DeepReinforce additionally takes reward hacking severely. If the mannequin can write its personal coaching scaffold, it might theoretically write a scaffold that video games the verifier—touching a file to make it appear to be it accomplished a process with out really doing the work. Three layers of protection block this: the atmosphere and check suite are immutable and outdoors the mannequin’s attain, a deterministic monitor flags any try and entry restricted paths or alter verification scripts, and a frozen choose mannequin sits on high of the automated verifier as a veto.
The numbers
The flagship 397 billion parameter mannequin posts 82.4 on SWE-bench Verified—a check the place an AI is given an actual bug from an open-source GitHub repository and should repair it with out seeing the check suite, scored as the proportion of points it efficiently resolves.

That beats Claude Opus 4.7’s 80.8 and DeepSeek-V4-Professional’s 80.6 on the identical check. On Terminal Bench 2.1—89 duties run inside containerized terminal environments starting from debugging async code to resolving safety vulnerabilities, scored by completion fee—it posts 77.5 in opposition to Claude Opus 4.7’s 70.3.
Provided that SWE-bench contamination issues have been raised publicly—OpenAI argued earlier this yr that fashions had been inflating scores by memorizing benchmark options seen throughout coaching—Ornith additionally experiences numbers on SWE-bench Professional, a more durable model utilizing extra various, less-leaked codebases scored the identical method. The 397 billion mannequin lands at 62.2 there. Meaningfully decrease, however nonetheless aggressive with the sector, and nonetheless higher than Deepseek V4 Professional.
The 9 billion parameter mannequin may be the extra attention-grabbing knowledge level. It posts 69.4 on SWE-bench Verified—larger than Gemma 4-31B’s 52 and aggressive with Qwen 3.5-35B’s 70, regardless of being 3-4 instances smaller.

Who it is for, and who it is not
Ornith-1.0 is explicitly not a general-purpose AI. The mannequin’s personal documentation says it could underperform on duties outdoors agentic coding. If you need AI to summarize a doc, allow you to write your doctoral thesis, or draft an e mail, Ornith-1.0 is the improper decide.

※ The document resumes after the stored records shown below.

PR #1163, opened 2020-10-07
[PFD/MFD] Hotfix - Optimised PFD/MFD impact on framerate

### LINKED ISSUE #1110: Performance decrease of around 20% in FPS and more stutter in latest master[BUG]
**Mod Version**

Master downloaded 05/10/2020

**Describe the bug**
Assuming it is the separate FO and CP screens implementation, the performance has decreased a lot and personally I don't think the feature gain is worth it unless there is a workaround. When shared cockpit comes out then for sure. 

**To Reproduce**
Fly any flight and see the performance loss, even when the PFD and ND screens on the FO side are all the way off.

**Expected behavior**
Maybe make it such that if you turn of the FO screens that it does not transmit data. I would expect this

**Actual behavior**
In normal configuration and all screens turned to on, the FPS loss is too much. As mentioned above, if the FO and CP screens are set to OFF and not just dimmed, the performance should be like before.

2hwk:
Fixes #1110

## Summary of Changes
* Optimisation - reduce calling of document -> can simply be init once, stored and index for display retrieved as object vars. 
* Escape out of all display update code when the display's brightness knob is turned off - Display will not update when brightness is 0. This is good for ~5ms of reduction in CoherentGTdraw times when both the right-side PFD and MFD are disabled, which should help in CPU limited scenarios. 
* Added check for querySelectorAll() being valid to prevent issues with the MFD selection knob.

## Screenshots

Before:

Current Master

After: 
2 Displays

With Right MFD + PFD off: 
1 Display

## Additional context
image

Majority of users will see no difference, if you were having stutters and frame drops before this may help. 

Discord username (if different from GitHub):2hwk#1022


A32NX/html_ui/Pages/VCockpit/Instruments/Airliners/A320_Neo/MFD/A320_Neo_MFD.js
```diff
@@ -402,10 +396,17 @@ class A320_Neo_MFD_Compass extends NavSystemElement {
         this.svg = this.gps.getChildById("Compass");
         this.svg.aircraft = Aircraft.A320_NEO;
         this.svg.gps = this.gps;
+        const url = document.getElementsByTagName("a320-neo-mfd-element")[0].getAttribute("url");
+        this.disp_index = parseInt(url.substring(url.length - 1));
     }
     onEnter() {
     }
     onUpdate(_deltaTime) {
+        const pot_index = this.disp_index == 1 ? 89 : 91;
```
Venorcis, line 405: might be good to make the pot_index a property like disp_index too, to avoid this duplication?

A32NX/html_ui/Pages/VCockpit/Instruments/Airliners/A320_Neo/MFD/A320_Neo_MFD.js
```diff
@@ -402,10 +396,17 @@ class A320_Neo_MFD_Compass extends NavSystemElement {
...
+        const currentKnobValue = SimVar.GetSimVarValue("LIGHT POTENTIOMETER:" + pot_index, "number");
```
Venorcis, line 406: might be good to make this a function (getCurrentKnobValue or something)

A32NX/html_ui/Pages/VCockpit/Instruments/Airliners/A320_Neo/PFD/A320_Neo_PFD.js
```diff
@@ -325,7 +350,7 @@ class A320_Neo_PFD_Attitude extends NavSystemElement {
             }
 
             this.hsi.setAttribute("slip_skid", Simplane.getInclinometer().toString());
-            this.hsi.setAttribute("radio_altitude", Simplane.getAltitudeAboveGround(true).toString());
+            this.hsi.setAttribute("radio_altitude", Simplane.getAltitudeAboveGround().toString());
```
Venorcis, line 353: was this 'true' removed here intentionally?

A32NX/html_ui/Pages/VCockpit/Instruments/Airliners/A320_Neo/MFD/A320_Neo_MFD.js
```diff
@@ -577,10 +578,17 @@ class A320_Neo_MFD_NDInfo extends NavSystemElement {
         this.allSymbols.push(this.ndInfo.querySelector("#WXRTURB"));
         this.allSymbols.push(this.ndInfo.querySelector("#TURB"));
         this.allSymbols.push(this.ndInfo.querySelector("#MAP"));
+        const url = document.getElementsByTagName("a320-neo-mfd-element")[0].getAttribute("url");
```
Venorcis, line 581: also good to put this in a function I guess, to avoid the duplication

A32NX/html_ui/Pages/VCockpit/Instruments/Airliners/A320_Neo/PFD/A320_Neo_PFD.js
2hwk: No, adding it back

A32NX/html_ui/Pages/VCockpit/Instruments/Airliners/A320_Neo/MFD/A320_Neo_MFD.js
2hwk: Done

Venorcis (approved):

Venorcis:
Name: Venorcis
Date of testing: Today (07/10/2020)
Version of the sim: 1.9.3.0
PR Tested: #1163 

Steps you've made to test the Pull Request: Spawned at EHAM, IFR flight to EDLP.

No issues found, stutter seems to be fixed, especially with the co-pilot's screens turned off.

Overall Rating: Good
Conclusions of the testing: Works as described!

lukecologne (changes requested):
This breaks the self test screen when switching the PFD/ND off with the potentiometer. Self test when powering up the aircraft works fine.

danbw9:
> This breaks the self test screen when switching the PFD/ND off with the potentiometer. Self test when powering up the aircraft works fine.

The self test screen should not keep popping up. Only when powering up the plane

lukecologne:
> 
> 
> > This breaks the self test screen when switching the PFD/ND off with the potentiometer. Self test when powering up the aircraft works fine.
> 
> The self test screen should not keep popping up. Only when powering up the plane

The DUs go into self test after being disabled for around 10 seconds, but that needs to be adressed in another PR. The point is, this change is breaking previous behaviour.

2hwk:
Old behavior has been restored

lukecologne (approved):

Venorcis (approved):

starvingjavi:
Name: Javi#2557
Date of testing: Today (07/10/2020)
Version of the sim: 1.9.3.0
PR Tested: #1163

Testing technique: Did a full flight starting from Cold and Dark

Steps you've made to test the Pull Request: Spawned at SAVT, IFR flight to SAZS.

Stutter seems better, specially when turning the FO screens. When everything is on small stutter are apparent but not like before. GTDraw is now doing better. None of these are doing as good as before the split of screens, but this is an improvement

Overall Rating: Good
Conclusions of the testing: Works as described

danbw9:
> > > This breaks the self test screen when switching the PFD/ND off with the potentiometer. Self test when powering up the aircraft works fine.
> > 
> > 
> > The self test screen should not keep popping up. Only when powering up the plane
> 
> The DUs go into self test after being disabled for around 10 seconds, but that needs to be adressed in another PR. The point is, this change is breaking previous behaviour.

I am not sure where you get that info from.

danbw9:
I can confirm that the performance seems to be a little bit improved but only marginally. Not quite like before.

lukecologne:
> 
> 
> > > > This breaks the self test screen when switching the PFD/ND off with the potentiometer. Self test when powering up the aircraft works fine.
> > > 
> > > 
> > > The self test screen should not keep popping up. Only when powering up the plane
> > 
> > 
> > The DUs go into self test after being disabled for around 10 seconds, but that needs to be adressed in another PR. The point is, this change is breaking previous behaviour.
> 
> I am not sure where you get that info from.

I have sent it to you in discord, but I will do it here as well: https://discordapp.com/channels/738864299392630914/754851312306487326/758257387432968222
That is from an engineer, komp#1821

Artax04:
i tried the lastest master, i got only a low improvement, still unplayable to me. Too much less fps and too much higher frametime than default plane.
Was perfect until few days ago :(

jooglestumpe:
Same for me, even when turning of F/O PFD and ND. Thanks to the mod team for trying to get a fix so fast, anyway! It would be greatly appreciated if you looked into this further as it would be such a shame to not be able to enjoy all those other great PRs coming up every day :)

myselfaaryan:
I can confirm the same issue @Artax04 💻

c1be:
Still pretty bad, a lot of micro stutters, around 10 fps lower, even with screens off. This didn't really improve much, maybe slightly.

Artax04:
> Still pretty bad, a lot of micro stutters, around 10 fps lower, even with screens off. This didn't really improve much, maybe slightly.

Yeah, the strange thing is that also with boths screens off it goes a lot worst than a week ago. The frametime is crazy inside cockpit right now.

c1be:
> > Still pretty bad, a lot of micro stutters, around 10 fps lower, even with screens off. This didn't really improve much, maybe slightly.
> 
> 
> 
> Yeah, the strange thing is that also with both screens off it goes a lot worst than a week ago. The frametime is crazy inside cockpit right now.

It's stuttering like crazy, totally not worth it. I use only stable version from now on, and i hope this doesn't get in the next one.

myselfaaryan:
Is it possible to get an acknowledgement from the dev team that this is gonna be fixed? 😄

PR #1339, opened 2020-10-14
Turned down wind noise

hotshotp:
Fixes #[issue_no]

## Summary of Changes

When I made my engine noises they were loud so i naturally turned up my wind sound. But here when I reverted the old engine sounds the wind is now too loud. So i reverted it to what it was before

## Additional context

Boris#9134


hotshotp:
made a mistake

It is optimized for a slim downside set: developer pipelines the place an AI agent takes a process description, operates inside a code repository or terminal session, and completes multi-step work with out intervention. It is a instrument that was constructed for people who find themselves already operating agent infrastructure—not for folks attempting to determine if AI is price utilizing.
The “beats Claude” headline is actual however requires context. As Decrypt reported, each lab is now chasing efficiency on agentic coding evals, as a result of that is the place the helpful efficiency variations stay.
Ornith-1.0-397B does surpass Claude Opus 4.7 on each completely different coding benchmarks, however Anthropic’s present flagship, Claude Opus 4.8, scores larger. The comparability that holds is throughout the open-source class, at comparable parameter counts, on coding-specific agent duties.
For builders constructing self-hosted coding pipelines, agentic infrastructure, or comparable coding-focused work, the small and medium fashions operating on edge {hardware} could also be genuinely helpful, however the common Joe could also be higher wanting someplace else.
Day by day Debrief Publication
Begin each day with the highest information tales proper now, plus authentic options, a podcast, movies and extra.